[[ Supplied material open ]]
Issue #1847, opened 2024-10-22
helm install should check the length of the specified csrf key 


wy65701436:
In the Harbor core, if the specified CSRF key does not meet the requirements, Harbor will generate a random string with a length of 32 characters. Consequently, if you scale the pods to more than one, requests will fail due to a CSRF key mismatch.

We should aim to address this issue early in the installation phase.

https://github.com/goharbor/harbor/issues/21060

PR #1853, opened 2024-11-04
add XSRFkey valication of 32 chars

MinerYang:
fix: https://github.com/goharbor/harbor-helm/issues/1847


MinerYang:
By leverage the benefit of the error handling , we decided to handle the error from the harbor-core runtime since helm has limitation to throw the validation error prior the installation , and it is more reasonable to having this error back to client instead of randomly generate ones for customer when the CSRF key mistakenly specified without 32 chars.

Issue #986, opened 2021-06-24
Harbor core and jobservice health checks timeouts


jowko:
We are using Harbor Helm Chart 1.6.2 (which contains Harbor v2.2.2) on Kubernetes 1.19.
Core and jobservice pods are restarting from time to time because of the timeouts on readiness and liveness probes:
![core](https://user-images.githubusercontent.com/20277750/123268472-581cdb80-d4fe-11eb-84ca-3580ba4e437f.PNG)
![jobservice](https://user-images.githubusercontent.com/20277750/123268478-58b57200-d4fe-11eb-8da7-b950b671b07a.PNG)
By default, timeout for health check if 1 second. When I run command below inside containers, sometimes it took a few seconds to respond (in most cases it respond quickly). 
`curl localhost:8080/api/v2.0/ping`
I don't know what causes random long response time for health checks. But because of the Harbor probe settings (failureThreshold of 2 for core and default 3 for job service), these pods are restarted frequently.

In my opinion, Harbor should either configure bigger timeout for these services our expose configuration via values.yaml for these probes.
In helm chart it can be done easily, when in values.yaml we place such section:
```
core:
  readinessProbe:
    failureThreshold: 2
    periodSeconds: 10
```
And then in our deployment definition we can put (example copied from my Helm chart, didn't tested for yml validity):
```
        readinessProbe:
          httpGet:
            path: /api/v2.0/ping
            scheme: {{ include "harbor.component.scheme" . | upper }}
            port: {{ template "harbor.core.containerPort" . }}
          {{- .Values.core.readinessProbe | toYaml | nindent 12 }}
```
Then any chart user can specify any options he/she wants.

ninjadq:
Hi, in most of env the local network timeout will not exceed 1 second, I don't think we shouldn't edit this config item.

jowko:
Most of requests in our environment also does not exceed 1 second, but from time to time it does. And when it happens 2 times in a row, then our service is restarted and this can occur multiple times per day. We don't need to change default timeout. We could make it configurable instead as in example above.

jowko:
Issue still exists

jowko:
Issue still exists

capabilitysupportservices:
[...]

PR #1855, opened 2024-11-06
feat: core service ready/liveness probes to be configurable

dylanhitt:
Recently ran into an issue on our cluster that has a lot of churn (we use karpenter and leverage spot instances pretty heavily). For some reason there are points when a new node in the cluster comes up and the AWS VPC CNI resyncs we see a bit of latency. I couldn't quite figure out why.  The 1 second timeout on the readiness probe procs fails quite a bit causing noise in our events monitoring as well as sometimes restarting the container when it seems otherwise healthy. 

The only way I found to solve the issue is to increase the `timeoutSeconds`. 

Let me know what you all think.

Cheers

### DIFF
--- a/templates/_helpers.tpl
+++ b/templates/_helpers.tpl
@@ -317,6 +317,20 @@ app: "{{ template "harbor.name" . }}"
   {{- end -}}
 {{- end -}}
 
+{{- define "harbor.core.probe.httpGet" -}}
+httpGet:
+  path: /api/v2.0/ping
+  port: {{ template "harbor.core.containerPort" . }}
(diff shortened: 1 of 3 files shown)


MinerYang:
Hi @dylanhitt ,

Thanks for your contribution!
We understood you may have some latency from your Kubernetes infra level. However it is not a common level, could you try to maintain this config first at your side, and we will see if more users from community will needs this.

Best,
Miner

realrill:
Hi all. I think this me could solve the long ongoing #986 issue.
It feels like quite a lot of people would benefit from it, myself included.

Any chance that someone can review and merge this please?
[[ Supplied material closed ]]
[[ Supplied material open ]]
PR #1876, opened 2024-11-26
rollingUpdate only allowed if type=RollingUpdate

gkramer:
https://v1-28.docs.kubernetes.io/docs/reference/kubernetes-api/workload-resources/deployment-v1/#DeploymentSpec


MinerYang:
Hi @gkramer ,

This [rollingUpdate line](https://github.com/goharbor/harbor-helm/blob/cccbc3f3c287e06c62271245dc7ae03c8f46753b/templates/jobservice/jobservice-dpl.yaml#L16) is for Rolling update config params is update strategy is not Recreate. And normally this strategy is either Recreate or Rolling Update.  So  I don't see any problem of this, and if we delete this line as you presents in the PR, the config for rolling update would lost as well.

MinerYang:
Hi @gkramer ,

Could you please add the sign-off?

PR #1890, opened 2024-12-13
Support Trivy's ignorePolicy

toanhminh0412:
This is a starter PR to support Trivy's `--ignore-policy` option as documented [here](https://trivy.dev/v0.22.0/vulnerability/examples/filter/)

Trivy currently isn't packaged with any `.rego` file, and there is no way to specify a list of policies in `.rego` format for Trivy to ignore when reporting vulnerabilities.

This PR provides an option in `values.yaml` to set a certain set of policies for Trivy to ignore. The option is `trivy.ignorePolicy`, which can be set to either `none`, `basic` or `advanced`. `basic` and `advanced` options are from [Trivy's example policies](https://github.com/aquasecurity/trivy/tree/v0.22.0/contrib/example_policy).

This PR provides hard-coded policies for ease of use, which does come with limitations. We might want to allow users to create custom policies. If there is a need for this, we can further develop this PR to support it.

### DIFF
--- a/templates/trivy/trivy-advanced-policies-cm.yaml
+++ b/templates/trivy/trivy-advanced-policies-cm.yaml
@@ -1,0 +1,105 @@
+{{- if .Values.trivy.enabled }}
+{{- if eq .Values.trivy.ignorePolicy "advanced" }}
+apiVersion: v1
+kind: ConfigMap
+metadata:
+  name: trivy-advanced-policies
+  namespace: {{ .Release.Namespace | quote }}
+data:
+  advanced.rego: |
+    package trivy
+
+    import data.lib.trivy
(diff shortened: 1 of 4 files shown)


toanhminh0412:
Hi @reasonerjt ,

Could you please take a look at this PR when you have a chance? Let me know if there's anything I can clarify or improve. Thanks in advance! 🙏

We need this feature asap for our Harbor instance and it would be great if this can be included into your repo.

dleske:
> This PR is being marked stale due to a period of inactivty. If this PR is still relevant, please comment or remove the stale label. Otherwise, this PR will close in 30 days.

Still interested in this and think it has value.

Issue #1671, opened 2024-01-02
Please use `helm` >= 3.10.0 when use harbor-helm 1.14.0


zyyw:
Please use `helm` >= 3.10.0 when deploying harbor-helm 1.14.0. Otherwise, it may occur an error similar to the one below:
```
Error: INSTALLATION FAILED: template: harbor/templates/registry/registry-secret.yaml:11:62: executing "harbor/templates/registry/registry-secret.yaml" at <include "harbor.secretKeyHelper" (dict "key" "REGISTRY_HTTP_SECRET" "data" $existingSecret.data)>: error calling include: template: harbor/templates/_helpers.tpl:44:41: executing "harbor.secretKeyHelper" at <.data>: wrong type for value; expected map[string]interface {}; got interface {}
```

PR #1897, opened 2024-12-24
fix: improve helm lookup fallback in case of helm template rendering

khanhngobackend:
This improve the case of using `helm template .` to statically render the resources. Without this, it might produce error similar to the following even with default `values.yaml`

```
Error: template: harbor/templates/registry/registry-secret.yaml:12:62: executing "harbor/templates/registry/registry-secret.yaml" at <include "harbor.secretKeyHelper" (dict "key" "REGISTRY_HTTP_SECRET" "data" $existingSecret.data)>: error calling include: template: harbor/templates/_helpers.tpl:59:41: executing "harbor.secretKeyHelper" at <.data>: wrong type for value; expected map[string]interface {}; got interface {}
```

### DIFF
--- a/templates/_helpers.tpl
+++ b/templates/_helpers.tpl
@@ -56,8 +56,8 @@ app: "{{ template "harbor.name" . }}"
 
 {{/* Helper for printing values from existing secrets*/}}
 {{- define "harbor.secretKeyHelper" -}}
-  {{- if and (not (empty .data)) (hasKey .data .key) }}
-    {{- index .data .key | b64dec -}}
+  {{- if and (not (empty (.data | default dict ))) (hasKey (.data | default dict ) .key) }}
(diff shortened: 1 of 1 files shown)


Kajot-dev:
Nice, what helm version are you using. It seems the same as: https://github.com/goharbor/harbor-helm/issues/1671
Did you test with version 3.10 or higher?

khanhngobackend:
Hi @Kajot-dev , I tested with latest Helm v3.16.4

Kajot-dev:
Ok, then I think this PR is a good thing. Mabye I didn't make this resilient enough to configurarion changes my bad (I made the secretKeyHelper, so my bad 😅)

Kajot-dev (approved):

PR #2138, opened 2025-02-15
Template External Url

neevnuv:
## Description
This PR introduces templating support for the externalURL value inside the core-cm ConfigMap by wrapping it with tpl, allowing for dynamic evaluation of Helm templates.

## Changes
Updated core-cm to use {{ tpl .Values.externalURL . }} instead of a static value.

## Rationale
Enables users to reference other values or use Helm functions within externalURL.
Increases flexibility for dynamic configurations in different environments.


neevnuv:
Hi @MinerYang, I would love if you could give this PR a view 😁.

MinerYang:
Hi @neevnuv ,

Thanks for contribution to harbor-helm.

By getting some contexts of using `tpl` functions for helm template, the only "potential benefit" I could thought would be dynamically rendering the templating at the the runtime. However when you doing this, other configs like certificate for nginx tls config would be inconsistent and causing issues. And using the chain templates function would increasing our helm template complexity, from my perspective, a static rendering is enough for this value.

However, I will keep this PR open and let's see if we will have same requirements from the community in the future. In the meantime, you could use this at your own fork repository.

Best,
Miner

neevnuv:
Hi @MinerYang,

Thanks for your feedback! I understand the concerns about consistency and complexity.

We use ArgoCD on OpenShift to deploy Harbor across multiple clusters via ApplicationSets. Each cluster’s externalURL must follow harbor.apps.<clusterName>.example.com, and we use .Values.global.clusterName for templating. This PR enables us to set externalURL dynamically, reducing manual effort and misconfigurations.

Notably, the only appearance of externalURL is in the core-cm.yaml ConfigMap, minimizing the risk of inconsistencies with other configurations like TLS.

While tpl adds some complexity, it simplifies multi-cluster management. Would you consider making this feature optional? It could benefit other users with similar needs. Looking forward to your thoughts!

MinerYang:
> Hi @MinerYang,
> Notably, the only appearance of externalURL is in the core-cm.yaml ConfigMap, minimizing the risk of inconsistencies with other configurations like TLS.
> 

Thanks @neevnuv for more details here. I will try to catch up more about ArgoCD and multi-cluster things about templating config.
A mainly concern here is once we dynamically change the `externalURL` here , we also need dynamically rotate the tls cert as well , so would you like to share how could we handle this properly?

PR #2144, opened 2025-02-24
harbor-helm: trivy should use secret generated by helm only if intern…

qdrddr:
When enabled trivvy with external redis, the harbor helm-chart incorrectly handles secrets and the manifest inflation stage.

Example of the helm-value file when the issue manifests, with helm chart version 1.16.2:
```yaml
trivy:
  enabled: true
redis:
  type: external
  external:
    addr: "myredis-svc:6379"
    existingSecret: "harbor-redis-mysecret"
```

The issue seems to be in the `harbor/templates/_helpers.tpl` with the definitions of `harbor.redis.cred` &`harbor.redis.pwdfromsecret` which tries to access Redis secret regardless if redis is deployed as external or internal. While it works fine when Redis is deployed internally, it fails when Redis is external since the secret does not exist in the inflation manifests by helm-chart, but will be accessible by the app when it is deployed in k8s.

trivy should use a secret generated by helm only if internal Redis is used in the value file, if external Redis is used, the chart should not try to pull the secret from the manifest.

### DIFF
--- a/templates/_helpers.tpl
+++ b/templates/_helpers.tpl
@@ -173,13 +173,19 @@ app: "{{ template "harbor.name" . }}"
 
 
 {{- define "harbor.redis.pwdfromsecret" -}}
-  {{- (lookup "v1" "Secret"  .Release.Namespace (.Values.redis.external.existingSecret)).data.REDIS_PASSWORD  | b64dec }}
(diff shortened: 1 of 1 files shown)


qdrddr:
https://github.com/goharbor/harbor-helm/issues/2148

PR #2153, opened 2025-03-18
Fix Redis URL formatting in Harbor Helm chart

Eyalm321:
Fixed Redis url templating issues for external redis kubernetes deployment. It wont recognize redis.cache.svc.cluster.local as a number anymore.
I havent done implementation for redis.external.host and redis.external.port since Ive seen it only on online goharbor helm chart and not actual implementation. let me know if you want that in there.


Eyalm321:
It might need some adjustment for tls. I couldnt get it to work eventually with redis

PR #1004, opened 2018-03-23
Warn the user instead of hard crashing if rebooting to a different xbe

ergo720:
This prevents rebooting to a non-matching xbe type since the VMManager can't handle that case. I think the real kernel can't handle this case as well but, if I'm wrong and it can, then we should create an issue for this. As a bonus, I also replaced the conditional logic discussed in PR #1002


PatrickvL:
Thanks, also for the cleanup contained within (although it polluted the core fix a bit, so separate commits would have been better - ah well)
[[ Supplied material closed ]]
[[ Supplied material open ]]
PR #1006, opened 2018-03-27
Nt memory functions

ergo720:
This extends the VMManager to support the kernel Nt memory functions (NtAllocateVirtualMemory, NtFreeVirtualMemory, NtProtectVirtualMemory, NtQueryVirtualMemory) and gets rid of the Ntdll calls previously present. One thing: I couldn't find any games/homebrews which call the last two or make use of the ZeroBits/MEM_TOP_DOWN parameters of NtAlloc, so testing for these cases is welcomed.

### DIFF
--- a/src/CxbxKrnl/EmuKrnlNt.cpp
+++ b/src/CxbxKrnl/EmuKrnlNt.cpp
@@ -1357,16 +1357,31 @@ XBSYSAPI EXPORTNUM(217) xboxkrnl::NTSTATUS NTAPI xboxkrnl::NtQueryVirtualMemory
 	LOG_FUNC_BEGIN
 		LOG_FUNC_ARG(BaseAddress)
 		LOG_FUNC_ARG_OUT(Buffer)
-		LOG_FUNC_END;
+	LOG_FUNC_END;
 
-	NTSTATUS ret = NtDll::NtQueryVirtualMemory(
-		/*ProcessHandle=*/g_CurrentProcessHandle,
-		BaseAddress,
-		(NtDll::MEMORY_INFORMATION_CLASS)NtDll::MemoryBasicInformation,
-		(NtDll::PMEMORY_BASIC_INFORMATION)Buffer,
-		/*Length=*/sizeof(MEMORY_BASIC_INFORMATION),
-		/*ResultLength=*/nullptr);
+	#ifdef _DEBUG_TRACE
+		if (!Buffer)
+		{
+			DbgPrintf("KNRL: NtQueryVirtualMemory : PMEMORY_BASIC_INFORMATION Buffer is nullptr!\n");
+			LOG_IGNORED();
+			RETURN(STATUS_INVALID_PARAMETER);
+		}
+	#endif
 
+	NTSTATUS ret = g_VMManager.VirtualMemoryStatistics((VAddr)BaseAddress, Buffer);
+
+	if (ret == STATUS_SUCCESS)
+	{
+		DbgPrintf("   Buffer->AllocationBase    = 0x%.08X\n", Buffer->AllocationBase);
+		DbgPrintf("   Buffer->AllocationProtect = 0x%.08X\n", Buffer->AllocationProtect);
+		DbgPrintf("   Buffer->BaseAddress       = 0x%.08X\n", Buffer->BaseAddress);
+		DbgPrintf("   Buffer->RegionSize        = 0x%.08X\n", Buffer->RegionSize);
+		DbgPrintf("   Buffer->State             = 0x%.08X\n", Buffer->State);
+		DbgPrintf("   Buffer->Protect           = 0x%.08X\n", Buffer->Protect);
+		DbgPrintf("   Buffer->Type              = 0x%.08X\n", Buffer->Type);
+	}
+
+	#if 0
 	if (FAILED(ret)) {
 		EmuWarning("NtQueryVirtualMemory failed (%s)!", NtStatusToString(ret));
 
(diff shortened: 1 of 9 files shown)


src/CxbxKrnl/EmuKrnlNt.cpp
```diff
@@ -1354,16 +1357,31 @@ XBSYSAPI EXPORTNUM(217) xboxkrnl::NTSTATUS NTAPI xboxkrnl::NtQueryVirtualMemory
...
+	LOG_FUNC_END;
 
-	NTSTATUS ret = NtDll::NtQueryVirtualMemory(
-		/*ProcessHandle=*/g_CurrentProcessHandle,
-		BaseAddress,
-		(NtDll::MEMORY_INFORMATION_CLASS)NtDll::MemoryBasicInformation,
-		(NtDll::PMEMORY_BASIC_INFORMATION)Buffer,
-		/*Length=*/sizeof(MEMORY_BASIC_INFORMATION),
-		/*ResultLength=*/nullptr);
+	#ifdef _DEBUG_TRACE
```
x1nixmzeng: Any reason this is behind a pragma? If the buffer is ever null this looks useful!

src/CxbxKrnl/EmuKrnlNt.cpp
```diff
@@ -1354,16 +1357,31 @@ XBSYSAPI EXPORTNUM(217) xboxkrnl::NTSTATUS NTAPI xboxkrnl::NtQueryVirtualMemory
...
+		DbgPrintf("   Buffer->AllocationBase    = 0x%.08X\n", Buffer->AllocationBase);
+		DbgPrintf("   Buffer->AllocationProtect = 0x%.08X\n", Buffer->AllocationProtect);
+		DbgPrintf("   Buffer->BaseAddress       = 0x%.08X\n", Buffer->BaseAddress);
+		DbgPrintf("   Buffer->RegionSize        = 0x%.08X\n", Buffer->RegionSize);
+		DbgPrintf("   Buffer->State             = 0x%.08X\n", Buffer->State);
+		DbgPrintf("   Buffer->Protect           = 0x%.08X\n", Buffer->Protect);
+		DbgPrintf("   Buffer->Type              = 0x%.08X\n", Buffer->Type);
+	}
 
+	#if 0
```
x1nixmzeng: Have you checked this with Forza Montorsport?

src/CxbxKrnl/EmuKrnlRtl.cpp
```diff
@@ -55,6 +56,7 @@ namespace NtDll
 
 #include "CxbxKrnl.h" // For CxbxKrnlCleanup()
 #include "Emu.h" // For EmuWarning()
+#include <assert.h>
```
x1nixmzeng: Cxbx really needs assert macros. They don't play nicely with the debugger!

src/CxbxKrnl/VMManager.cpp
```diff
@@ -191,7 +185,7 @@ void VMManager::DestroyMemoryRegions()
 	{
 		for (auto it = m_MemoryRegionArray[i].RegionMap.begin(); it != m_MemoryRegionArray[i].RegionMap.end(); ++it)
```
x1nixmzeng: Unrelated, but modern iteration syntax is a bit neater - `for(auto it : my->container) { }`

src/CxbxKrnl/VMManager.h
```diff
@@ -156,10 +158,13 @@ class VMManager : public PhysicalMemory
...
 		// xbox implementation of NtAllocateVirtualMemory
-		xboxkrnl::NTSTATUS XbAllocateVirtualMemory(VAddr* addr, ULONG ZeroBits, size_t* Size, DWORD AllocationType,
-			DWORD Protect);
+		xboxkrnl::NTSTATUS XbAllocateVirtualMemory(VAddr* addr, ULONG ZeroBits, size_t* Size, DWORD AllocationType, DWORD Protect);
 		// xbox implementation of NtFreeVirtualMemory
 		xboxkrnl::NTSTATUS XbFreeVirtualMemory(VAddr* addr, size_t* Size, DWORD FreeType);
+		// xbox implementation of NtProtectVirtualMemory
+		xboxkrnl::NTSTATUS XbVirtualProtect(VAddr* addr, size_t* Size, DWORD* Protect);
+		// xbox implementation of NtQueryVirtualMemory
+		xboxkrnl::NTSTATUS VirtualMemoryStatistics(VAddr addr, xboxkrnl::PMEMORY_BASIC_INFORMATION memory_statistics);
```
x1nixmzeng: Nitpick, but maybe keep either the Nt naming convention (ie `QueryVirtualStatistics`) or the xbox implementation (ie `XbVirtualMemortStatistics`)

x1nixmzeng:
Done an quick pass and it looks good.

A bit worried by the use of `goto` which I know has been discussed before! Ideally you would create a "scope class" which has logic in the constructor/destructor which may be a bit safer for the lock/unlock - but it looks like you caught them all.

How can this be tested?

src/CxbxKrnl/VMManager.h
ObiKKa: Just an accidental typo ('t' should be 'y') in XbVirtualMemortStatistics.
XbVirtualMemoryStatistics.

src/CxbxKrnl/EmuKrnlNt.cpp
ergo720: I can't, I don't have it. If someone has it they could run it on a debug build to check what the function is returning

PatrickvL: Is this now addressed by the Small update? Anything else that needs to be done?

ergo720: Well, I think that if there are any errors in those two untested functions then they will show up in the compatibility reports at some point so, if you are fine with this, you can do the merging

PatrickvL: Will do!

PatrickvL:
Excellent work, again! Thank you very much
[[ Supplied material closed ]]
Work to be completed
Search the entries above for "enabled". Show every line that has it.

Result of this task
+{{- if .Values.trivy.enabled }}
When enabled trivvy with external redis, the harbor helm-chart incorrectly handles secrets and the manifest inflation stage.
  enabled: true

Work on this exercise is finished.